PR #349, opened 2026-05-04
init/luks: minor cleanups in keyboard unlock path

pilotstew:
Two follow-up cleanups in the LUKS keyboard-unlock path. No functional changes.

  - Extract the duplicated passphrase-cache snapshot+iterate block in
    requestKeyboardPassword into a `tryCachedPassphrases` helper. The
    duplication emerged when the post-keyboardMu second snapshot was added
    (#306) — collapse both into one helper.
  - Drop the keyboardOnce sync.Once that guarded a closure with a single
    call site; inline the closure body.
    
    
    
  Both changes are pure refactors. The full test suite passes locally.


anatol:
Thank you!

════════

▶ _TASK DETAILS_: Nothing but the lines from the top of the entries above through the line with "call site; inline the closure body." should be set down, each exactly as written.

▶ _TASK RESULT_:
PR #349, opened 2026-05-04
init/luks: minor cleanups in keyboard unlock path

pilotstew:
Two follow-up cleanups in the LUKS keyboard-unlock path. No functional changes.

  - Extract the duplicated passphrase-cache snapshot+iterate block in
    requestKeyboardPassword into a `tryCachedPassphrases` helper. The
    duplication emerged when the post-keyboardMu second snapshot was added
    (#306) — collapse both into one helper.
  - Drop the keyboardOnce sync.Once that guarded a closure with a single
    call site; inline the closure body.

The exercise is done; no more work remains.